WORK INSTRUCTION – Work through the data below line by line and say how many lines hold "refactor"; give only the number.

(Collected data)
PR #13307, opened 2026-05-18
refactor(sandbox): decouple language from sandbox_providers

### LINKED ISSUE #13270: [sandboxes] de-couple providers from languages

RogerHYang:
Resolves #13270.

## Providers Should Not Be Split By Language

Sandbox providers model provider-level administration: enablement, credentials, and deployment routing. Those are properties of the provider account, not of a specific execution language.

Previously, `sandbox_providers` was keyed by `(kind, language)`, so Daytona-Python and Daytona-TypeScript were separate provider rows with separate enable flags, credentials, deployment settings, and a composite foreign key from `sandbox_configs`. The same SDK, credentials, and deployment settings served both languages, so the split added admin overhead without representing a real product boundary.

Execution language is a property of the code being run, not of the account that runs it. Provider rows are now keyed by `kind`, with language moving onto each named `sandbox_configs` row. Code evaluators still carry their own language so the schema can enforce that an evaluator only references a sandbox config matching its execution environment.

## Provider-Level State Belongs On Providers

Provider-level deployment routing now lives on `sandbox_providers.config`, separate from per-config runtime capabilities. This keeps admin-scoped settings such as Daytona routing or E2B deployment overrides attached to the provider account instead of duplicating them across language-specific rows or named configs.

Provider credentials now use the existing Secrets-backed credential flow rather than sandbox-specific credential mutations. Credential keys come from typed provider credential models, and Daytona now uses the SDK-native `DAYTONA_API_KEY`.

## Stored JSON Should Be Self-Describing

Stored sandbox config and deployment JSON now embeds its own `kind` and, for sandbox configs, `language`. That lets the read path rehydrate stored blobs through discriminated Pydantic unions (`SandboxConfigModel`, `SandboxDeploymentModel`) rather than depending on callers to supply the discriminator out-of-band.

`kind` and `language` are intentionally duplicated between row columns and JSON: the columns support relational constraints and efficient lookups, while the JSON stays self-describing for typed validation. Mutation-time checks keep the two representations aligned and reject attempts to change provider kind or execution language through update.

## GraphQL Should Expose The Typed Shape

The sandbox config API now exposes provider-specific typed inputs instead of accepting arbitrary JSON. Creates and updates use a `@oneOf` provider variant, and reads return structured `SandboxConfigData` rather than a raw config blob.

This makes the API match the server's validation model: clients send the shape the selected provider actually accepts, and the server returns the same capability-oriented structure the UI needs to render.

## Typed Models Should Own Validation

Validation belongs on the typed config and deployment models, not scattered across GraphQL wrapper code.

Supported-language enforcement, package spec syntax, deployment URL format, and mutually exclusive deployment fields such as E2B `domain` vs `api_url` now flow through Pydantic models. GraphQL mutation handlers remain responsible for boundary checks that compare validated input against existing rows, such as rejecting provider-kind or language changes on update, and surface validation failures as `BadRequest`.

That makes the typed model the enforcement point for any future entry point, not only the current GraphQL mutations.

## Capabilities Should Derive From Accepted Config

The UI should render the capabilities the server actually accepts.

Supported languages and capability flags such as env vars, internet access, and dependencies are now derived from each adapter's typed Pydantic config model rather than declared in parallel metadata. This removes a drift-prone second source of truth: adding or removing a capability is a model/schema change, and capability advertisement follows from that accepted shape.

## Env Var Authorship Is The Trust Boundary

Sandbox env vars have two modes: `literal` for readable config that should round-trip through config reads and the edit UI, and `secretKey` for sensitive values resolved from the Secrets table at backend-build time.

`literal` values are intentionally readable by contract. They may be returned through sandbox config GraphQL reads so the UI can faithfully display and edit them. They should only be used for values an admin is comfortable exposing to users who can inspect or use that sandbox configuration.

Read-time redaction of `literal` values was removed because it was not a meaningful security boundary. Anyone who can author or run code with a sandbox config can read injected env vars from inside the sandbox and print or return them, so hiding the same value from `SandboxConfig.config` only removed one read path while leaving the execution path able to reveal it.

The old redaction also made edits lossy: saving unrelated changes could not faithfully preserve a literal value without placeholder/digest special-casing. For values that should not be exposed through config reads, admins should use `secretKey`. Execution-output/span masking remains the redaction boundary for accidental echoes of injected plaintext values in traces.

`SandboxProvider.config` is provider-level deployment routing, not the per-config env-var payload. The env-var values discussed here live under `SandboxConfig.config`. Gating only the `sandboxProviders` resolver would block one enumeration path, but it would not be complete field-level protection: `SandboxConfig` is also resolvable as a Relay node, and the ungated `SandboxConfig.config` field is where `literal` is exposed. The intended boundary is therefore the value mode itself: `literal` is readable config, while `secretKey` is the secret-bearing mode.

## UI Polish

A few small follow-ups to the sandbox config dialog that ride along with this refactor:

- **Language picker**: Python and TypeScript options now render with their brand icons in the create flow, and the placeholder reads "Select a language" instead of the generic "Select an item".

PROBLEM SOLUTION – 2